Midfoot abduction observed as lateral deviation of the foot may be seen while viewing the patient from the front (Fig. 20.1B).
Abduction is quantified radiographically by measuring the talonavicular uncoverage angle on a weight-bearing anteroposterior x-ray of the foot (Fig. 20.2A) (16, 17 and 18). Recently, stage II PTTD has been subdivided into three categories with stage IIB signifying that significant midfoot abduction comprises the flatfoot (19). A revised classification scheme offers that lateral column lengthening is warranted when the AAFD demonstrates uncoverage of talonavicular joint exceeding 40% of the articulation. Lateral incongruity of the talonavicular joint as measured by the angle created by lateral subluxation/rotation of the navicular relative to the lateral talar neck has been advanced as a reliable radiographic indicator of the presence of a stage IIB deformity and the need for a lateral column lengthening.
Forefoot varus represents the combined effect of supination of the foot and elevation of the medial column to maintain a compensated, plantigrade foot during weight bearing in the presence of hindfoot valgus.
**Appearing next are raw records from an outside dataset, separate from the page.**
PR #4912, opened 2020-08-31
Attestations Service: Support Nexmo applications

timmoreton:
### Description

Enable support for passing `applicationId` in to the Nexmo provider.

### Tested

Created a Nexmo application with a status URL and cleared the default callback URL. Tested on a local instance. Got delivery receipts.

### Backwards compatibility

Yes. Parameter defaults to empty so that configs need not be changed.


packages/docs/operations-manual/attestation-service.md
```diff
@@ -227,7 +231,9 @@ celocli account:get-metadata $CELO_VALIDATOR_RG_ADDRESS
...
 
-Nexmo requires manual configuration to enable this. Go to [Settings](https://dashboard.nexmo.com/settings), and under `Delivery Receipts`, enter the external URL of your Attestation Service appended by `/delivery_status_nexmo` -- for example `http://1.2.3.4:80/delivery_status_nexmo`. This should correspond to the URL printed when Attestation Service is started.
+Nexmo requires manual configuration to enable this. If you have not configured a [Nexmo application](https://dashboard.nexmo.com/applications/), go to [Settings](https://dashboard.nexmo.com/settings), and under `Delivery Receipts`, enter the external URL of your Attestation Service appended by `/delivery_status_nexmo` -- for example `http://1.2.3.4:80/delivery_status_nexmo`. This should correspond to the URL printed when Attestation Service is started.
+
+If you have configured [Nexmo applications](https://dashboard.nexmo.com/applications/), open the matching application, click `Edit`, then enter this value as the `Status URL` (you may also be required to enter an `Inbound URL`, though it will be unused).
```
aslawson, line 236: The messages toggle says "Communicate with WhatsApp, Facebook Messenger, MMS and Viber."  The URLs entered here still work for for SMS delivery?

aslawson (approved):

packages/docs/operations-manual/attestation-service.md
timmoreton: yes, it's a bad label name, but appears to be actually the same api.

nambrot:
Not knowing anything about Nexmo applications, can one not use nexmo for multiple instances without nexmo applications? What's the error?

timmoreton:
> Not knowing anything about Nexmo applications, can one not use nexmo for multiple instances without nexmo applications? What's the error?

@nambrot without applications there is only one URL you can enter at which to receive delivery callbacks. Applications allows you to share one account with multiple Applications and use one Application for each Attestation Service front door. (e.g if you have two validators with separate Attestation Service setups)

PR #4922, opened 2020-09-01
Fix group attestation scores

### LINKED ISSUE #4905: [Web] Accurately calculate attestation score
### Expected Behavior

The validator explorer accurately calculates the attestation score of a validator group.

### Current Behavior

The validator explorer logic to calculate the attestation score has a bug -- if the group contains a validator with 0/0 it will average a 0% in the average and bring the group score way down.  This happens frequently as groups will over register validators that are never elected (in preparation for if they get enough votes to elect another validator).  The result is a discouraging score for many of our validators.
I'd think expected behavior would be: sum(all validator successful attestations)/sum(all validator attestation requested)
https://github.com/celo-org/celo-monorepo/blob/master/packages/web/src/dev/ValidatorsList.tsx#L247

ErinHales:
### Description

More accurately calculates the attestation scores of validator groups.

### Tested

Manually tested.

### Related issues

- Fixes #4905


timmoreton (dismissed):
Validators should be excluded if they are not elected. Ones with score zero could need including if they are elected (consider an elected validator that it totally misconfigured and hasn't done any successfully)

ErinHales:
> Validators should be excluded if they are not elected. Ones with score zero could need including if they are elected (consider an elected validator that it totally misconfigured and hasn't done any successfully)

I did as you suggested and excluded all that are not elected.  But I think that logic misrepresents groups like this (showing 0.0% for the group since none were elected, when the score for their validator is actually quite high: 83.3%). Suggestions?
Screen Shot 2020-09-01 at 11 34 03 AM

ErinHales:
Hm, looking at it, I can tell if a validator has never been elected (if the `lastElected` field is null).  That seems to be the best determinant for whether a validator should be excluded from the group score.

packages/web/src/dev/ValidatorsList.tsx
```diff
@@ -242,6 +242,7 @@ class ValidatorsList extends React.PureComponent<Props, State> {
                 usd: weiToDecimal(+usd),
                 gold: weiToDecimal(+lockedGold),
                 elected: lastElected >= latestBlock,
+                neverElected: !lastElected,
                 online: lastOnline >= latestBlock,
                 uptime: (+score * 100) / 10 ** 24,
                 attestation:
```
aslawson: While its still unlikely that an elected validator would have 0/0 attestations, I think the best logic here would be to have the individual validator maintain `attestationsFulfilled` and `attestationsRequested` fields and then the validator group would do
SUM_ALL(attestationsFulfilled) / SUM_ALL(attestationsRequested)

This would solve for all cases, and I think it most appropriately calculates what that number represents.

If that is too difficult given the current implementation structure, what you have here should work most of the time -- it just might cause a groups score to drop dramatically when a new validator gets elected until it receives its first attestation request (once we have higher traffic this shouldn't be very long).

WDYT?

ErinHales: Because of the way this data is setup, it would be a pain to calculate it that way.  But if that's the most accurate way to represent it, then I will make it work :)

aslawson (commented):
this looks good to me!  I'll let @aaronmgdr ship as the expert on all web stuff

packages/web/src/dev/ValidatorsList.tsx
```diff
@@ -207,7 +207,14 @@ class ValidatorsList extends React.PureComponent<Props, State> {
             .multipliedBy(100)
           const votesPer = new BigNumber(votes).dividedBy(receivableVotes).multipliedBy(100)
           const votesAbsolutePer = receivableVotesPer.multipliedBy(votesPer).dividedBy(100)
+          const totalFulfilled = affiliates.edges.reduce((acc, obj) => {
+            return acc + obj.node.attestationsFulfilled
```
aaronmgdr: is there any chance attestationsFulfilled will be undefined? if so are we good with `NaN`

ErinHales: Good point here.  There are definitely several instances where attestationsFulfilled is `null`, which this handles just fine. I don't think it is ever `undefined`, but returning `NaN` would be an issue.  I'll adjust this to be extra safe.

aaronmgdr (approved):
LGTM

PR #5210, opened 2020-09-28
ODIS monitoring improvements + Komenci support

alecps:
### Description

Komenci Changes: Update the process by which ODIS signers calculate quota to include balances and txCounts of walletAddresses. Before quota is calculated the celoBalance, cusdBalance and txCount inputs are summed across the accountAddress and walletAddress. This change is necessary so that users who are onboarded with komenci can query odis even though their balance is held in a walletAddress.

The flexibility of forefoot varus in pes planovalgus can be evaluated dynamically by asking the patient to externally rotate the knee while standing. In flexible forefoot varus, as the heel inverts toward the midline, the arch returns and the first metatarsal head maintains contact with the floor. During this maneuver, the patient corrects their forefoot varus by derotating the foot and plantarflexing the first ray through active contraction of the posterior tibial and peroneus longus muscles. With fixed forefoot varus, the first metatarsal lifts off the floor, and the arch does not return because the joints along the medial column do not move with muscle contraction. The presence of fixed forefoot varus indicates that realignment and stabilization of the medial column must accompany a lengthening of the lateral column during reconstruction to achieve a plantigrade foot.
Radiographically, forefoot varus can be quantified by measuring the talo-first metatarsal angle on the lateral weight-bearing view (Fig. 20.2B).
The surgeon must identify musculotendinous and soft tissue pathology and that may coexist with AAFD.
Equinus contracture. The Silfverskiöld test will determine the origin of an equinus contracture (20). If ankle equinus resolves with knee flexion, the contracture is isolated to the gastrocnemius. If equinus does not change whether the knee is flexed or extended, then the Achilles tendon is contracted. Isolated contractures are corrected with a recession of the gastrocnemius, while a lengthening of the Achilles is necessary for a combined contracture of the triceps surae (Fig. 20.3).
Peroneus brevis contracture. In severe abduction or anatomical shortening of the lateral column, the peroneus brevis tendon becomes contracted. A lengthening or transfer of this tendon to the peroneus longus is required to allow full correction of an abducted midfoot.